[Saved data entries]
Segment Open

PR #1664, opened 2025-08-02
Enable copyloopvar rule in Go linter

sondavidb:
**Issue #, if available:**

**Description of changes:**
We had quite a few instances of this pre-Go1.22 logic that I found while doing my random refactor, figured it might be good to start enforcing this rule in the linter

**Testing performed:**


sondavidb:
~~So this was a bad change because removing every instance of this breaks Goroutines that get spun up within the loop....I'll look into this, might close the PR if it's too clunky to work with.~~ EDIT: NVM, it was because a variable was declared outside of the scope of the loop but the linter still caught that. I think it should be fine then 🙂

Shubhranshu153 (approved):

Segment Closed

What to work on =
What you give back should match the entries above exactly.

Answer for the task =
PR #1664, opened 2025-08-02
Enable copyloopvar rule in Go linter

sondavidb:
**Issue #, if available:**

**Description of changes:**
We had quite a few instances of this pre-Go1.22 logic that I found while doing my random refactor, figured it might be good to start enforcing this rule in the linter

**Testing performed:**


sondavidb:
~~So this was a bad change because removing every instance of this breaks Goroutines that get spun up within the loop....I'll look into this, might close the PR if it's too clunky to work with.~~ EDIT: NVM, it was because a variable was declared outside of the scope of the loop but the linter still caught that. I think it should be fine then 🙂

Shubhranshu153 (approved):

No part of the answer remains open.